● Work to complete:
In the entries that follow, how many lines contain "have"? Please reply with only the number.

● The data:
PR #1033, opened 2026-06-16
perf(sail): edge-node WCC seeding + stage-boundary lineage barriers

benzsevern:
## Summary

The 2026-06-16 100M Sail-on-GKE binding run wedged the **driver** before WCC
round 1: Spark Connect is lazy, so the first WCC action had to plan the entire
`load → block → score (~1.2B pairs) → dedup → WCC` DAG in one shot, which
overwhelms Sail's query optimizer at 100M (workers sat idle, no checkpoint
barrier was ever written, the operation timed out). Findings:
`docs/superpowers/specs/2026-06-16-sail-gke-100m-binding-run.md`.

Two fixes, split by owner (per the upstream-vs-local discipline):

1. **Edge-node WCC seeding (goldenmatch's algorithm — engine-agnostic).**
   `connected_components_scale` seeds the pointer-jump iteration from the
   edge-endpoint subgraph instead of the full id universe, and re-attaches
   singletons (`left_anti` + `unionByName`) after convergence. The output
   partition is **byte-identical**, but every per-round shuffle is now
   proportional to the connected subgraph, not `|ids|` — the old full-universe
   seed dragged ~75M singletons through every propagate/shortcut join (its own
   docstring's "rehydration-OOM trap"). Helps the Ray and one-box WCC paths too.

2. **Stage-boundary lineage barriers (a Sail stopgap — proper fix is upstream).**
   `run_sail_pipeline` materializes `pairs` before WCC and `assignments` before
   survivorship when `wcc_checkpoint_dir` is set, truncating the lazy plan at
   each boundary so no single action plans the whole DAG. This is a workaround
   for Sail's missing lineage-truncation primitive (`cache`/`persist`/
   `checkpoint` are no-ops — lakehq/sail #476/#482/#484); when Sail ships a
   working `localCheckpoint` these collapse to `pairs = pairs.localCheckpoint()`.
   Default (no checkpoint dir) is **byte-identical**.

## Test plan

- [ ] `sail` CI lane green (the pysail parity oracle — not runnable on the
  Windows dev box). Existing scale fixtures (chain / junction / singletons) gate
  the re-attach; two new cases added: singleton-heavy (one high-id edge + 8
  isolated nodes) and zero-edge (all singletons).
- [ ] ruff + py_compile clean (done locally).
- [ ] 100M GKE re-run confirms the driver no longer wedges (binding perf check,
  done out-of-band before merge).

### DIFF
--- a/packages/python/goldenmatch/CHANGELOG.md
+++ b/packages/python/goldenmatch/CHANGELOG.md
@@ -19,6 +19,21 @@ Format follows [Keep a Changelog](https://keepachangelog.com/). Versioning follo
   `benchmarks/collective-er/`. Phase 2 (negative evidence) and Phase 3 (learned
   weights) are planned follow-ups.
 
+### Performance
+- **Sail distributed WCC: edge-node seeding + stage-boundary lineage barriers.**
+  `connected_components_scale` now seeds the pointer-jump iteration from the
+  edge-endpoint subgraph instead of the full id universe, re-attaching singletons
+  after convergence — the partition is byte-identical but every per-round shuffle
+  is proportional to the connected component count, not the row count (avoids
+  dragging isolated nodes through the loop; helps any engine). `run_sail_pipeline`
+  also materializes `pairs` before WCC and `assignments` before survivorship when
+  `wcc_checkpoint_dir` is set, so the lazy plan is truncated at each stage
+  boundary. Motivated by the 2026-06-16 100M GKE run, which wedged the driver
+  building the whole `load→score→dedup→WCC` plan in one action. The boundary
+  barriers are a stopgap for Sail's missing lineage-truncation primitive
+  (lakehq/sail#482); the proper fix is upstream `localCheckpoint`. Default (no
+  checkpoint dir) is byte-identical.
+
 ## [2.0.0] - 2026-06-14
 
 <!-- README-callout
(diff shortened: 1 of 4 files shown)


benzsevern:
## GKE 100M verification (out-of-band)

Re-ran 100M on a fresh 3-node GKE cluster with an image built from this branch.

**The fix works.** For the first time at 100M the driver no longer wedges: it
dispatched real work and the **score+dedup stage (1.2B candidate pairs) ran to
completion** — all 6 workers `Succeeded` (exit 0), CPU/mem ~33% (real compute,
vs the prior runs that sat idle at 5-7% and timed out). The edge-node seeding +
the `pairs` boundary barrier did exactly what they were designed to do.

It did **not** complete the full pipeline: it died at the post-score **stage
transition** with `h2 protocol error` — Sail stopped all workers then stalled
before spawning the next batch (driver alive, 0 restarts; no `pairs.parquet`
written). That, plus a worker registration-timeout and the `unionByName`
physical/logical field-metadata bug the `sail` lane caught here, are all
**Sail-runtime** issues (worker lifecycle + the missing lineage primitive),
not goldenmatch logic. Filing upstream candidates against lakehq/sail.

Merging anyway: this is a pure, parity-preserving, CI-green improvement that
strictly advances the Sail run and also speeds the Ray/one-box WCC paths
(edge-seeding is engine-agnostic). Full writeup:
`docs/superpowers/specs/2026-06-16-sail-gke-100m-binding-run.md`.

PR #1035, opened 2026-06-16
[scratch] repro: Sail unionByName metadata desync (do not merge)

benzsevern:
Validation-only draft to run the `sail` lane against a minimal unionByName repro before filing upstream. Will be closed; do not merge.


benzsevern:
Closing: validation-only. The unionByName metadata desync does NOT reproduce in isolation (5 variants incl. faithful cast+left_anti+cluster_id groupBy/join all pass). It needs the deep WCC-iteration lineage the real code produced; already worked around in #1033 via left-join+coalesce. Not filing a standalone upstream issue without a minimal repro.

PR #1161, opened 2026-06-21
feat(goldengraph): GraphRAG evidence #1 / PR C — MS-GraphRAG competitor adapter

benzsevern:
**PR C** — adds Microsoft GraphRAG to the qa-e2e head-to-head (off the plan in #1158). The program's **long pole**.

- `engines/ms_graphrag.py` — `MSGraphRAGQAEngine` over GraphRAG's async Python API: `build_index` (writes settings.yaml + corpus files → indexes → parquet artifacts) → `local_search` (loads the artifacts, answers). Driven via `asyncio.run`.
- `tests/test_qa_ms_graphrag_smoke.py` — protocol conformance + graphrag-imports; `bench-msgraphrag-smoke.yml` (isolated `graphrag` venv).
- `bench-graphrag-qa.yml` — adds an `ms_graphrag` job (real LLM, `GRAPHRAG_API_KEY`, 90-min timeout), per-engine result file.

**Honest about the long pole:**
- The `settings.yaml` schema + `build_index`/`local_search` API are **version-sensitive** and couldn't be validated locally (graphrag isn't installable on the dev box). So the CI smoke validates protocol + that graphrag imports; the **real lane is the execution validator and may need an iteration** to nail the version-specific config (inline `CONFIRM` notes mark each uncertain point). This is the same posture that already caught + fixed the goldengraph `openai` dep via a real run.
- GraphRAG's LLM is config-driven (no counting hook) → `cost_usd` reported **approximate** (0); `retrieved_fact_ids=()` (support-recall 0.0 by construction).

**Verified locally:** py_compile + ruff clean, both YAMLs valid, smoke skips without `graphrag`. API researched via Context7 `/microsoft/graphrag`.

Note: touches the same `_build_engine` + `bench-graphrag-qa.yml` regions as PR D (#1160); whichever merges second may need a trivial rebase.


benzsevern:
Resolved the CONFIRM items — the adapter is now validated against the real **graphrag 3.1.0** (it installs cleanly in the web-session container, unlike the original dev box).

**The big one:** the hand-written `settings.yaml` was silently broken on 3.x. graphrag renamed `models:` → `completion_models:`/`embedding_models:`, `output:` → `output_storage:`, `chunks:` → `chunking:`, and **ignores the old keys** — so the 2.x YAML loaded with *empty models* (no LLM configured → `build_index` would have failed in the real lane). Replaced it with graphrag's own scaffolder `initialize_project_at` (the function behind `graphrag init`), which emits the canonical config + prompts for whatever version is installed, substituting only the shared chat + embedding model. Self-heals across graphrag's fast-moving schema instead of re-breaking next release.

**Confirmed correct against 3.1.0 (no change needed):** `build_index` / `local_search` / `load_config` signatures, the 5 output parquet table names, the parquet `table_provider`, and the text-input default dir.

**Also:** pinned `graphrag==3.1.0` in both lanes; added an offline config-build smoke test that asserts the models are populated (catches exactly the drift above). `bench-msgraphrag-smoke` is **green on a real graphrag install**.

Still opt-in / unproven: the real-LLM end-to-end (`bench-graphrag-qa`, `workflow_dispatch`, needs `OPENAI_API_KEY` + budget) — same posture as the LightRAG/Graphiti adapters. The static API + config + protocol layers are now solid; the live execution lane remains the final validator to run when you want to spend the budget.

---

PR #1169, opened 2026-06-21
autoconfig E3: route TS planner + classifier through the wasm core (opt-in, pure-TS default) [stacked on #1166]

benzsevern:
**Stacked on #1166** (autoconfig native core + cross-surface parity). Review/merge #1166 first, then this retargets to `main`.

## E3 — reroute the TS planner **and** classifier through the shared wasm core

Both autoconfig decision layers now route through `goldenmatch-autoconfig-core` (the SAME core the Python `goldenmatch-native` wheel calls) — but as an **opt-in backend**, not a hard dependency, so default bundles stay lean and the pure-TS implementations remain the fallback. Mirrors Python's default-OFF native gate and main's score-wasm opt-in pattern.

**Why opt-in, not a hard reroute:** statically importing the inlined-wasm loader into the always-on `core` graph bloats `core/index` **734KB → 2.4MB**. Instead a tiny **lean registry** (`autoconfigWasmBackend.ts`) only `import type`s the heavy loader (erased → zero bundle cost); the planner + classifier import *that*. `core/index` stays **~779KB with no wasm bytes** (verified). Importing the `goldenmatch/core/autoconfig-wasm` subpath and calling **`enableAutoconfigWasm()`** registers the backend; `disableAutoconfigWasm()` reverts.

### Planner half (`applyPlannerRules`)
Prefers the wasm backend, else the pure-TS rule table (kept — faithful port). **Equivalence proven**: `autoconfig-wasm-planner-equivalence.test.ts` asserts wasm plan `==` pure-TS plan on every Python fixture ⇒ **TS rules ≡ wasm ≡ Python**.

### Classifier half (`profiler.ts::profileColumn`)
Prefers `backend.classifyColumns`, else the hand-written heuristic. `coreColTypeToTs` maps the core's 13-value vocab onto the profiler's 11-value `ColumnType` (`identifier`→`id`, `string`→`text`, `address`/`description`→`text`) so **no `ColumnType` widening and no `inferredType`-consumer changes** are needed. Unlike the planner, the two classifiers differ by design, so there's no equivalence test — the core's correctness is the golden-vector parity; `autoconfig-wasm-classifier.test.ts` guards the wiring + remap (email survives 1:1, `identifier`→`id`, no core-only label leaks, disable reverts).

### Verified locally
tsc clean; full suite **2085 passed** (+14) / 1 expected-fail; `core/index.cjs` carries no wasm base64 (779KB lean); the 1.64MB `core/autoconfig-wasm` subpath is the only heavy entry.

### Optional follow-up (not in this PR)
Adopt the full core-13 `ColumnType` (surface `address`/`description` instead of collapsing to `text`) + the consumer switches. A fidelity upgrade, not required to route through the core.

https://claude.ai/code/session_019KeG7htToSUaWqmha2WaaA


benzsevern:
Closing as superseded — this E3 work already landed on `main` as #1174. This PR was stacked on #1166; when that merged + its branch was deleted, GitHub re-pointed this at `main`, where the same changes now conflict (`mergeable_state: dirty`). Nothing lost — the content is on `main`.

---

PR #278, opened 2017-09-17
use newer versions of dev dependencies

gilgamezh:


facundobatista:
Did you see that all Travis failed because a flake8 api change?

gilgamezh:
I'll create a new (updated) PR

PR #285, opened 2018-03-18
don't duplicate dependencies by repo

### LINKED ISSUE #279: Fades installs the same dependency multiple times?
In my application, I have:

```python
from prompt_toolkit import prompt
from prompt_toolkit.history import FileHistory
from prompt_toolkit.auto_suggest import AutoSuggestFromHistory
from prompt_toolkit.contrib.completers import WordCompleter
```

If I put `# fades` at the end of each of those lines, fades will tell me:

```
*** fades ***  2017-10-10 00:32:35,603  INFO     Hi! This is fades 6.0, automatically managing your dependencies                                                             
*** fades ***  2017-10-10 00:32:35,610  INFO     Installing dependency: 'prompt-toolkit'                                                                                     
*** fades ***  2017-10-10 00:32:50,852  INFO     Installing dependency: 'prompt-toolkit'                                                                                     
*** fades ***  2017-10-10 00:32:58,400  INFO     Installing dependency: 'prompt-toolkit'                                                                                     
*** fades ***  2017-10-10 00:33:06,013  INFO     Installing dependency: 'prompt-toolkit'
```

Is it really installing the same prompt-toolkit module 4 times?  Shouldn't one time be enough?

Also, it's not clear from the documentation if `# fades` is necessary on each such module import line, or only necessary on the first one (if there are multiple imports from the same module, as in my case).

gilgamezh:
resolves #279 

:warning: Whit this solution we are only avoiding duplicated by repo.

### DIFF
--- a/fades/main.py
+++ b/fades/main.py
@@ -60,7 +60,7 @@ def _merge_deps(*deps):
     final = {}
     for dep in deps:
         for repo, info in dep.items():
-            final.setdefault(repo, []).extend(set(info))
+            final.setdefault(repo, set()).update(info)
     return final
 
 
--- a/fades/main.py
+++ b/fades/main.py
@@ -60,7 +60,7 @@ def _merge_deps(*deps):
     final = {}
     for dep in deps:
         for repo, info in dep.items():
-            final.setdefault(repo, []).extend(info)
+            final.setdefault(repo, []).extend(set(info))
     return final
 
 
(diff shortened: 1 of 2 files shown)


fades/main.py
```diff
@@ -60,7 +60,7 @@ def _merge_deps(*deps):
     final = {}
     for dep in deps:
         for repo, info in dep.items():
-            final.setdefault(repo, []).extend(info)
+            final.setdefault(repo, []).extend(set(info))
```
facundobatista: why not having, in final, per repo, directly a set? something like:
```
final.setdefault(repo, set()).update(info)
```

gilgamezh: I wasn't sure if the code is expecting to receive a list in any other place. 

I can check it later.

facundobatista:
Awesome, thanks

PR #293, opened 2018-03-25
not crash if executable is not there. resolve #261

### LINKED ISSUE #261: fades should not crash if executable is not there
For example:

```
$ fades -d nose -x nosetest tests/test_extract.py
  File "/usr/bin/fades", line 33, in <module>
    main.go(sys.argv)
  File "/usr/lib/python3/dist-packages/fades/main.py", line 291, in go
    p = subprocess.Popen(cmd + args.child_options)
  File "/usr/lib/python3.5/subprocess.py", line 947, in __init__
    restore_signals, start_new_session)
  File "/usr/lib/python3.5/subprocess.py", line 1551, in _execute_child
    raise child_exception_type(errno_num, err_msg)
FileNotFoundError: [Errno 2] No such file or directory: '/home/facundo/.local/share/fades/4089d63f-62bd-4bac-a178-9cc04401248f/bin/nosetest'
```

It should log something like "ERROR - File not found in virtualenv bin dir". Maybe also indicate which files *are* there? Maybe show only similar ones? Probably also indicate the path of the venv.

gilgamezh:
It's tested in my local. I was trying to add some tests and I wasn't able to. 

tl;dr:  tests are running in a virtualenv. And fades doesn't support running in a venv. 

I think for the next release we should do some refactor in `go()` splitting it in smaller pieces to allow testing.
Then we can add tests for fades.main

### DIFF
--- a/fades/main.py
+++ b/fades/main.py
@@ -300,7 +300,11 @@ def go():
                 "Calling Python interpreter with arguments %s to execute the child program"
                 " %r with options %s", python_options, args.child_program, args.child_options)
 
-        p = subprocess.Popen(cmd + args.child_options)
+        try:
+            p = subprocess.Popen(cmd + args.child_options)
+        except FileNotFoundError:
+            logger.error("Command not found: %s", args.child_program)
+            sys.exit(1)
 
     def _signal_handler(signum, _):
         """Handle signals received by parent process, send them to child.


facundobatista:
Yes, we have #149 for that...

PR #313, opened 2018-04-21
Check for pip.exe beyond the normal pip binary.

facundobatista:


facundobatista:
You can even check that this is working ok in the AppVeyor automatic test; no more `pip isn't installed in the venv, setting pip_installed=False` there...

● Written answer:
3